#### Assignment
Give back every line of the material below that has the string "must".

---*---

PR #3612, opened 2025-10-16
Implement Model a PQU diagram for reactive limits

snoopfab:
**Please check if the PR fulfills these requirements**

- [x] The commit message follows our guidelines
- [x] Tests for the changes have been added (for bug fixes / features)
- [x] Docs have been added / updated (for bug fixes / features)
- [x] A PR or issue has been opened in all impacted repositories (if any)

**Does this PR already have an issue describing the problem?**

Implement #3511

**What kind of change does this PR introduce?**

feature : Implement Model a PQU diagram for reactive limits

**What is the current behavior?**

https://github.com/powsybl/powsybl-core/issues/3511

**What is the new behavior (if this is a feature change)?**

**Does this PR introduce a breaking change or deprecate an API?**
- [ ] Yes
- [x] No

**If yes, please check if the following requirements are fulfilled**

- [ ] The *Breaking Change* or *Deprecated* label has been added
- [ ] The migration steps are described in the following section

**What changes might users need to make in their application due to this PR? (migration steps)**

**Other information**:

PR #3949, opened 2026-06-12
Implement Model a PQU diagram for reactive limits - Without serialization

### LINKED ISSUE #3511: Model a PQU diagram for reactive limits

Generators, dangling lines and battery at least have reactive limits. These reactive limits can be of two types currently: 

- `MinMaxReactiveLimits`: determined by a minQ and maxQ
- `ReactiveCapabilityCurve`: determined by a minQ and maxQ per given P (active power)

We add a new implementation `ReactiveShape` that is able to model a 3D (P, Q, V) volume. 
The volume is defined by a list of planes.
Each plane is described by an equation `q + alpha * v + beta * p < OR > gamma`
A detection algorithm is implemented to check if a given point (p, q, v) is inside the shape. (!!! there is probably some existing Java geometry libraries for that, to check otherwise to fully recode)

### Describe the motivation

Model a volume of reactive limits for a generator for instance, depending on both the voltage and the active power.

### Extra Information

Create a new `ReactiveLimits` implemenation allowing to compute minQ and maxQ according to given active power AND voltage. This may imply a refactor of the `ReactiveLimits` implementations + modify the iidm, allowng to define new kinds of reactive limit (a volume instead of only a reactive capability curve).

In addition to existing `double getMinQ(double p)` and `double getMaxQ(double p)` of `ReactiveLimits`, we add `double getMinQ(double p, double v)` and `double getMaxQ(double p, double v)`. In case of calling its with just p with a ReactiveShape we use the current calculated v of the generator (bus.getV()). In case of no calculated v, an exception is thrown.

snoopfab:

Implement #3511

feature : Implement Model a PQU diagram for reactive limits
Split up into two branches of PR  Implement Model a PQU diagram for reactive limits  #361 (https://github.com/powsybl/powsybl-core/pull/3612#issuecomment-4563442874) between PoJo Model classes and serialisation classes in IIDM XML
This one just add PoJo classes with no serialization 
See #3950 for serialization implementation on top of this one

https://github.com/powsybl/powsybl-core/issues/3511

- [X] Yes, for custom IIDM implementations' maintainers only
- [ ] No

Custom IIDM implementation maintainers must implement the following interfaces:
- `ReactiveCapabilityShape`
- `ReactiveCapabilityShapeAdder`
- `ReactiveCapabilityShapePlane`

And the following method in their `ReactiveLimitsHolder` implementations
 - `ReactiveCapabilityShapeAdder newReactiveCapabilityShape()`

Note that:
- this feature is in BETA for now. No TCK are available for now, since the format may change a little in the future.
- these elements are not handled by the IIDM (de)serialization

**Other information**:


iidm/iidm-api/src/main/java/com/powsybl/iidm/network/MinMaxReactiveLimitsAdder.java
```diff
@@ -11,7 +11,7 @@
  *
  * @author Geoffroy Jamgotchian {@literal <geoffroy.jamgotchian at rte-france.com>}
  */
-public interface MinMaxReactiveLimitsAdder {
+public interface MinMaxReactiveLimitsAdder extends PropertiesHolder {
```
olperr1: Having the ability to add properties to the adders is a great feature, but I think this should be introduced in a dedicated PR and not inside this one.

Could you report this class changes in another PR and revert this class changes in this PR?

iidm/iidm-api/src/main/java/com/powsybl/iidm/network/ReactiveCapabilityCurveAdder.java
```diff
@@ -11,7 +11,7 @@
  *
  * @author Geoffroy Jamgotchian {@literal <geoffroy.jamgotchian at rte-france.com>}
  */
-public interface ReactiveCapabilityCurveAdder extends BasePropertiesHolder {
+public interface ReactiveCapabilityCurveAdder extends PropertiesHolder {
```
olperr1: Related to my previous comment on properties.
This class changes should be reported in the property dedicated PR, and be reverted here.

iidm/iidm-impl/src/main/java/com/powsybl/iidm/network/impl/MinMaxReactiveLimitsAdderImpl.java
```diff
@@ -16,7 +16,7 @@
  * @author Geoffroy Jamgotchian {@literal <geoffroy.jamgotchian at rte-france.com>}
  * @author Mathieu Bague {@literal <mathieu.bague at rte-france.com>}
  */
-class MinMaxReactiveLimitsAdderImpl<O extends ReactiveLimitsOwner & Validable> implements MinMaxReactiveLimitsAdder {
+class MinMaxReactiveLimitsAdderImpl<O extends ReactiveLimitsOwner & Validable> extends AbstractPropertiesHolder implements MinMaxReactiveLimitsAdder {
```
olperr1: Related to my previous comment on properties.
This class changes should be reported in the property dedicated PR, and be reverted here.

iidm/iidm-tck/src/test/java/com/powsybl/iidm/network/tck/AbstractMinMaxReactiveLimitsTest.java
```diff
@@ -9,6 +9,7 @@
 
 import com.powsybl.iidm.network.Generator;
 import com.powsybl.iidm.network.MinMaxReactiveLimits;
+import com.powsybl.iidm.network.MinMaxReactiveLimitsAdder;
```
olperr1: Related to my previous comment on properties.
This class changes should be reported in the property dedicated PR, and be reverted here.

iidm/iidm-tck/src/test/java/com/powsybl/iidm/network/tck/AbstractReactiveCapabilityCurveTest.java
```diff
@@ -10,6 +10,7 @@
 import com.powsybl.iidm.network.Generator;
 import com.powsybl.iidm.network.Network;
 import com.powsybl.iidm.network.ReactiveCapabilityCurve;
+import com.powsybl.iidm.network.ReactiveCapabilityCurveAdder;
```
olperr1: Related to my previous comment on properties.
This class changes should be reported in the property dedicated PR, and be reverted here.

iidm/iidm-api/src/main/java/com/powsybl/iidm/network/ReactiveLimitsHolder.java
```diff
@@ -45,4 +51,13 @@ default ReactiveCapabilityCurveAdder newReactiveCapabilityCurve(ReactiveCapabili
...
         return adder;
     }
+
+    default double getMinP() {
+        return Double.NaN;
+    }
+
+    default double getMaxP() {
+        return Double.NaN;
+    }
```
olperr1: This changes are not needed. Can you revert them?

olperr1 (changes requested):

docs/grid_model/additional.md
```diff
@@ -64,6 +72,30 @@ generator.newReactiveCapabilityCurve()
...
+ReactiveCapabilityShapePlane p3 = ReactiveCapabilityShapePlane.build(0.0, 1.0).lessOrEqual(120.0);
+// Q + 0*U + 1*P ≥ -50
+ReactiveCapabilityShapePlane p4 = ReactiveCapabilityShapePlane.build(0.0, 1.0).greaterOrEqual(-50.0);
+// Q + 1*U + 0*P ≤ 410
+ReactiveCapabilityShapePlane p5 = ReactiveCapabilityShapePlane.build(1.0, 0.0).lessOrEqual(410.0);
+// Q + 1*U + 0*P ≥ 390    → U ≥ 390
+ReactiveCapabilityShapePlane p6 = ReactiveCapabilityShapePlane.build(1.0, 0.0).greaterOrEqual(390.0);
+
+Generator generator = network.getGenerator("G");
+generator.newReactiveCapabilityShape().setPolyhedron(
```
olperr1: Unresolved comment from @colineplqt on the previous PR:

> I wanted to test this new feature and I noticed that setPolyhedron does not exist. Can you fix this documentation?

iidm/iidm-impl/src/main/java/com/powsybl/iidm/network/impl/ReactiveCapabilityShapePolyhedron.java
```diff
@@ -0,0 +1,356 @@
...
+    /**
+     * Logger
+     */
+    private static final Logger LOGGER = LoggerFactory.getLogger(ReactiveCapabilityShapePolyhedron.class);
+    /**
+     * Variables indexes
+     */
+    private static final int IDX_Q = 0;
+    private static final int IDX_P = 1;
+    private static final int IDX_U = 2;
```
olperr1: Unresolved comment from @colineplqt on the previous PR:

> I am not sure but I think there is an inconsistency between these indexes and the constraints.
> Here you have Q=0, P=1 and U=2 but the constraints are defined as:
> `new double[]{plane.getDelta(), plane.getAlpha(), plane.getBeta()}, plane.isLessOrEqual() ? Relationship.LEQ : Relationship.GEQ, plane.getGamma()`
> 
> So first delta, then alpha then beta ie first Q then U then P.
> So should it not be Q = 0, U = 1 and P = 2?

iidm/iidm-impl/src/main/java/com/powsybl/iidm/network/impl/ReactiveCapabilityShapeImpl.java
```diff
@@ -0,0 +1,104 @@
...
+     */
+    private ReactiveCapabilityShapeImpl(final ReactiveCapabilityShapePolyhedron polyhedron) {
+        this.polyhedron = polyhedron;
+    }
+
+    /**
+     * Builder
+     * @param polyhedron the reactive capability shape polyhedron
+     */
+    public static ReactiveCapabilityShapeImpl build(final ReactiveCapabilityShapePolyhedron polyhedron) {
```
olperr1, line 90: Unresolved comment from @colineplqt on the previous PR:
> I wonder if this `build` method could not be defined in the interface so that you can do `ReactiveCapabilityShapePlane.build()` like it is mentionned in the documentation.

iidm/iidm-impl/src/main/java/com/powsybl/iidm/network/impl/ReactiveCapabilityShapePlaneImpl.java
```diff
@@ -0,0 +1,179 @@
...
+        return new ReactiveCapabilityShapePlaneImpl(alphaU, betaP, deltaQ);
+    }
+
+    /**
+     * Set the hyperplane constraint to a less or equal ≤ inequality with gamma right hand side
+     * @param gamma the gamma right hand side
+     * @return this
+     */
+    @Override
+    public ReactiveCapabilityShapePlane lessOrEqual(double gamma) {
```
olperr1, line 107: Unresolved comment from @colineplqt on the previous PR:
> I tested using these new limits and I was wondering why you chose to set gamma and the inequality type outside of the builder?

docs/grid_model/additional.md
```diff
@@ -18,6 +18,14 @@ With the reactive capability curve limits, the reactive power limitation depends
 The curve is defined as a set of points that associate, to each active power value, a minimum and maximum reactive power value.
 In between the defined points of the curve, the reactive power limits are computed through a linear interpolation.
 
+(reactive-capability-shape)=
+### Reactive capability shape
+With the reactive capability shape limits, the reactive power limitation depends on a 3D (P, Q, V) convex volume.
+The volume is defined by a list of planes provided by the user
+Each plane is described by an equation q + alpha * v + beta * p ≤ or ≥ gamma.
+Additionally, some upper and lower bounds can be defined for each of the P,Q and V variables 
+
```
olperr1, line 40: Can you add the following comment here:

\`\`\`{note}
Currently, this type of limits is in BETA and only available in the IIDM representation. There is no import or export of this kind of limit with any exchange format.
The model is subject to change and support for downstream projects (\`powsybl-open-loadflow\`, \`powsybl-dynawo\`, etc.) may vary.
Please consult the documentation of each project to verify support. In general, lack of explicit mention means no support.

If you're unsure, feel free to reach out to the PowSyBl community \[here\]\(https://www.powsybl.org/pages/community/contact.html \)
\`\`\`

docs/grid_model/additional.md
```diff
@@ -18,6 +18,14 @@ With the reactive capability curve limits, the reactive power limitation depends
...
+
```
olperr1, line 41: On the same subject, we should throw an error then someone tries to export a network having this new kind of reactive limits.

Can you add this exception in that case?

```java
import org.apache.commons.lang3.NotImplementedException;


if (!exportOptions.isForceExportNetworkWithBetaFeatures()) {
    throw new NotImplementedException("The network contains Reactive capability shapes, export of this kind of reactive limits is not yet supported. " +
        "To force the export of the network and ignore those limits, either use the config parameter iidm.export.xml.force-export-network-with-beta-features, " +
        "or ExportOptions.setForceExportNetworkWithBetaFeatures");
}
```

olperr1 (dismissed):

iidm/iidm-impl/src/main/java/com/powsybl/iidm/network/impl/ReactiveCapabilityShapePolyhedron.java
snoopfab: you were right, the index were wrong. Fixed, and added tests to catch this

iidm/iidm-impl/src/main/java/com/powsybl/iidm/network/impl/ReactiveCapabilityShapeImpl.java
snoopfab: the documentation example that suggested ReactiveCapabilityShapePlane.build(...) was stale and has been corrected. Planes are not meant to be constructed directly by API users: the public construction path is the fluent adder, generator.newReactiveCapabilityShape().addPlane(alpha, beta, delta, isGreaterOrEqual, gamma)...add(), which takes the coefficients, the inequality direction and gamma in a single call. The build(...) static factories therefore stay on the impl classes (iidm-impl), which an iidm-api interface cannot reference anyway without extra plumbing. The docs now show the real addPlane API, so there's no longer a public-facing build() expectation to satisfy.

iidm/iidm-impl/src/main/java/com/powsybl/iidm/network/impl/ReactiveCapabilityShapePlaneImpl.java
snoopfab: the public-API level gamma and the inequality direction are part of the builder: addPlane(...) takes them in one call. The two-step build(coeffs) + lessOrEqual/greaterOrEqual(gamma) only exists internally; it keeps the plane's geometric coefficients separate from its relational orientation, which mirrors how the half-space is later assembled into a LinearConstraint. I've documented this on ReactiveCapabilityShapePlaneImpl.

docs/grid_model/additional.md
snoopfab: done

docs/grid_model/additional.md
snoopfab: done

iidm/iidm-impl/src/main/java/com/powsybl/iidm/network/impl/ReactiveCapabilityShapePolyhedron.java
colineplqt: Thank you!

docs/grid_model/additional.md
olperr1: Thanks!

iidm/iidm-impl/src/main/java/com/powsybl/iidm/network/impl/ReactiveCapabilityShapeImpl.java
colineplqt: Thank you

iidm/iidm-impl/src/main/java/com/powsybl/iidm/network/impl/ReactiveCapabilityShapePlaneImpl.java
colineplqt: Thank you ! It looks good for me.

colineplqt (approved):

PR #3951, opened 2026-06-12
Features/parallel switchflow indicator

nicow-elia:

Until now, the switch flow functionality does not report to the user whether a switch has other parallel elements or not. If there are no parallel switches, then the results of the switchflow computation are physically meaningful, i.e. the values reported should match roughly what is measured in the grid. On parallel switches, the current functionality does still report p/q values that at least satisfy kirchhoff (i.e. sum to the correct amount) but the distribution of the switch flow is based on switch order in the grid model, where the switch that the algorithm first iterates on take all the flow. This implementation choice is not physically meaningful in that configuration but simplifies the logic, as it does not require any switch impedances or distribution mechanism. However, to make this functionality more usable, the limitations of the algorithm should be presented explicitely. Namely, if there is a case of parallel switchers, a user of the switchflow API would like to know that the results are not to be interpreted physicallyi

This PR introduces two new methods to the Switchflow interface, `hasParallelSwitch` and `getFirstParallelSwitch`. With the first one, the user can determine if there is a parallel switch - with the second one you can see the id of one of the parallel switches in case the user wants to investigate which switch is offending. I was considering - for the case of 3 or more switches - to return a set of parallel switches in a method `getParallelSwitches` but that would increase the runtime requirements slightly and complicate the code, and is not strictly needed for debugging as you can trivially reverse-engineer the graph for the offending switch. If you think this is a better solution though, I can include this as well, maybe in a separate function `getParallelSwitches` that performs a graph reconstruction.

Only p and q are exposed for each switch

Information about existing parallel switches is exposed as well.

- [ ] Yes
- [x] No


iidm/iidm-impl/src/test/java/com/powsybl/iidm/network/impl/util/SwitchesFlowTest.java
```diff
@@ -61,6 +66,31 @@ void switchesFlowNodeBreaker() {
         assertSwitchFlowValue(switchesFlow31, "S3VL1-SW-0-2", 71.0, 11.0);
     }
 
+    @Test
+    void switchesFlowParallelSwitchMetadata() {
```
olperr1, line 66: Could you add a test for the bus/breaker topology too?
For instance, you can slightly change the network returned by `createBusBreaker()`:
- add a second bus on "S1VL2"
- connect "S1VL2-Load" to this new bus instead
- add a switch between the 2 busses of "S1VL2".

Then in your unit test, you can add 2 new switches between the 2 busses.

iidm/iidm-api/src/main/java/com/powsybl/iidm/network/util/SwitchesFlow.java
```diff
@@ -140,12 +162,22 @@ private void buildGraphFromBusBreaker(Map<String, SwNode> swNodeInjection, Simpl
...
     }
 
+    private void addSwitchEdge(SimpleWeightedGraph<SwNode, SwEdge> graph, Switch sw, SwNode swNode1, SwNode swNode2) {
+        graph.addVertex(swNode1);
+        graph.addVertex(swNode2);
+        SwEdge existingEdge = graph.getEdge(swNode1, swNode2);
+        if (existingEdge == null) {
+            graph.addEdge(swNode1, swNode2, new SwEdge(sw, swNode1, swNode2));
+        } else if (existingEdge.isSwitch()) {
+            parallelSwitchIds.put(sw.getId(), existingEdge.getSwitchId());
```
olperr1, line 177:
```suggestion
            // No need to add a new edge on the graph:
            // since SimpleWeightedGraph does not allow parallel edges, it would not change the graph anyway.
            parallelSwitchIds.put(sw.getId(), existingEdge.getSwitchId());
```

olperr1 (changes requested):
Thank you for the contribution, @nicow-elia! 

There are checkstyle errors due to the new rules applied on the project (introduced by #3924. See also powsybl/powsybl-parent#90). Could you fix them?

iidm/iidm-impl/src/test/java/com/powsybl/iidm/network/impl/util/SwitchesFlowTest.java
nicow-elia: Done, had to add a new VL so the isEmpty test still does something.

olperr1: Thanks!

olperr1 (approved):

nicow-elia:
Thanks for the review! Just FYI - I am not authorized to merge, even with approval.

PR #3960, opened 2026-06-15
Powerfactory: import gps coordinates

### LINKED ISSUE #2405: PowerFactory: import GPS coordinate
Feature

We should take GPS coordinates and create SubstationPostion, LinePosition IIDM extensions.
ElmSubstat, ElmTrfstat, or ElmSite should have GPSLat and GPSLon attributes.
ElmLne has GPSCoords attribute.

  - PowSyBl Version: ...
  - OS Version: ...

marqueslanauja:

Fixes #2405

Feature

GPS coordinates are not imported. 

GPS coordinates are imported through configuration. The `powerfactory.import.geodata` property must be set to true to enable geodata import for substations and lines.

For lines, the` GPScoords` of `ElmLne` attribute is used to fill the line position coordinates.
For substations, the `GPSlat` and `GPSlon` attributes of `ElmSite`, `ElmSubstat`, `ElmTrfstat`, or `ElmTerm` are used to define the substation geodata.

`ElmSite` is used when the substation ID is created from it.
`ElmSubstat` and `ElmTrfstat` are used when the substation has only one voltage level and the voltage level ID is created from them.
Finally, when the substation ID is created from an `ElmTerm`, its coordinates are used to define the substation coordinates.

- [ ] Yes
- [x] No

**Other information**:


powerfactory/powerfactory-converter/src/main/java/com/powsybl/powerfactory/converter/PowerFactoryImporter.java
```diff
@@ -70,11 +70,19 @@ public class PowerFactoryImporter implements Importer {
             Boolean.FALSE
     );
 
+    public static final Parameter IMPORT_GEODATA_PARAMETER = new Parameter(
```
zamarrenolm, line 73: We should write some documentation for this new parameter. The user must be aware that geodata can be imported. I agree with the default value set to false (focus on analysis data first).

marqueslanauja: Done

zamarrenolm (approved):

PR #1604, opened 2020-05-09
Fix dashboard header overlaps

jraddaoui:
Header overlap with content and navigation overlap with logo and status.

- Remove static property from top-bar.
- Remove body padding.
- Add content padding.
- Add display and padding to logo link.
- Remove float from logo link in small widths.
- Move status before navigation bar.
- Remove absolute position from status.

Refs https://github.com/archivematica/Issues/issues/1034.


jraddaoui:
**Before:**
before

**After:**
after

sevein (approved):

PR #1606, opened 2020-05-15
Add CSRF middleware

replaceafill:
This adds Django's `CsrfViewMiddleware` to the dashboard settings and
the `{% csrf_token %}` tag to the form templates.

The wrapper for the API endpoints has been marked as CSRF exempt to
allow API calls to reach authentication, but the CSRF checks are still
performed by the Tastypie's authentication backends when needed.

Connected to https://github.com/archivematica/Issues/issues/1235

### DIFF
--- a/src/dashboard/src/components/api/views.py
+++ b/src/dashboard/src/components/api/views.py
@@ -29,6 +29,7 @@ import re
 from django.db.models import Q
 import django.http
 from django.conf import settings as django_settings
+from django.views.decorators.csrf import csrf_exempt
 import six
 
 from tastypie.authentication import (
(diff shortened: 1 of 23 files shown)


src/dashboard/src/components/api/views.py
```diff
@@ -74,6 +75,7 @@ def _api_endpoint(expected_methods):
     def decorator(func):
         """The decorator applied to the endpoint."""
 
+        @csrf_exempt
```
sevein, line 78: So much work behind this one-line change!

sevein (approved):
It works great, thanks.

PR #1610, opened 2020-06-01
Use uncompressed StaticFilesStorage for local dev

tw4l:
Fixes https://github.com/archivematica/Issues/issues/1218 in local Docker development environment

Results of running `make test-dashboard` before change: `24 failed, 111 passed, 6 skipped, 32 warnings in 28.35 seconds`

After change: `8 failed, 134 passed, 6 skipped, 32 warnings in 16.59 seconds`

Some of the tests that are still failing seem to be known issues (e.g. with running `test_rights.py` tests in Docker), but there may still be some other tests that need to be modified following the Django 1.11 upgrade (e.g. `tests/test_transfer.py::TestTransferViews::test_metadata_edit`).

### DIFF
--- a/src/dashboard/src/settings/local.py
+++ b/src/dashboard/src/settings/local.py
@@ -30,6 +30,12 @@ from .base import *
 DEBUG = True
 TEMPLATES[0]["OPTIONS"]["debug"] = True
 
+# Use Django uncompressed StaticFilesStorage rather than compressed Whitenoise
+# storage in local development so that tests run correctly.
+# See: https://docs.djangoproject.com/en/1.11/ref/contrib/staticfiles/
+# #django.contrib.staticfiles.storage.ManifestStaticFilesStorage.manifest_strict
+STATICFILES_STORAGE = "django.contrib.staticfiles.storage.StaticFilesStorage"
+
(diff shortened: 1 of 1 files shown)


src/dashboard/src/settings/local.py
```diff
@@ -30,6 +30,12 @@
 DEBUG = True
 TEMPLATES[0]["OPTIONS"]["debug"] = True
 
+# Use Django uncompressed StaticFilesStorage rather than compressed Whitenoise
+# storage in local development so that tests run correctly.
```
replaceafill, line 34: >so that tests run correctly

Since the intent is to make tests work, I wouldn't switch the `local` settings but the `tests` ones. That brings [a different problem](https://github.com/archivematica/Issues/issues/1218#issuecomment-637034567) unfortunately.

AFAIU `Whitenoise` works fine for development, but let me know if I'm missing something.

Edit: FWIW I've been taking the (very questionable) approach of relying on `tox` lately instead of `make test-...` commands in the docker environment. I guess I'm just trying to make Travis happy until we figure out https://github.com/archivematica/Issues/issues/1140

PR #1612, opened 2020-06-03
Set CSRF header through httpProvider config

replaceafill:
~~This [interceptor][0] adds the `X-CSRFToken` header to all the `POST`,
`PUT` and `DELETE` requests made with Restangular.~~

@jraddaoui recommended trying [angular configuration to set the CSRF header][1]. It works nicely and it's a much cleaner solution :+1:

Connected to https://github.com/archivematica/Issues/issues/1221

[0]: https://code.angularjs.org/1.5.11/docs/api/ng/service/$http#interceptors
[1]: https://code.angularjs.org/1.5.11/docs/api/ng/service/$http#cross-site-request-forgery-xsrf-protection


jraddaoui (approved):
:clap: Thanks @replaceafill!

---*---

#### Expected answer
Custom IIDM implementation maintainers must implement the following interfaces:
GPS coordinates are imported through configuration. The `powerfactory.import.geodata` property must be set to true to enable geodata import for substations and lines.
zamarrenolm, line 73: We should write some documentation for this new parameter. The user must be aware that geodata can be imported. I agree with the default value set to false (focus on analysis data first).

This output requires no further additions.